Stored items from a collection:
•••••

PR #809, opened 2021-02-09
fix(ts): add types for smart sort

eunjae-lee:
## Summary

This PR adds the following types for smart sort

- `relevancyStrictness` in the search parameter
- `nbSortedHits` and `appliedRelevancyStrictness` in the search response

### DIFF
--- a/index.d.ts
+++ b/index.d.ts
@@ -511,6 +511,16 @@ declare namespace algoliasearchHelper {
     ruleContexts?: string[];
     optionalFilters?: Array<string | string[]>;
     queryLanguages?: string[];
+
+    /**
+     * A number between 0 and 100 indicating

•••••

# Assignment:
What is needed is each line of the data, printed exactly.

# Reply:
PR #809, opened 2021-02-09
fix(ts): add types for smart sort

eunjae-lee:
## Summary

This PR adds the following types for smart sort

- `relevancyStrictness` in the search parameter
- `nbSortedHits` and `appliedRelevancyStrictness` in the search response

### DIFF
--- a/index.d.ts
+++ b/index.d.ts
@@ -511,6 +511,16 @@ declare namespace algoliasearchHelper {
     ruleContexts?: string[];
     optionalFilters?: Array<string | string[]>;
     queryLanguages?: string[];
+
+    /**
+     * A number between 0 and 100 indicating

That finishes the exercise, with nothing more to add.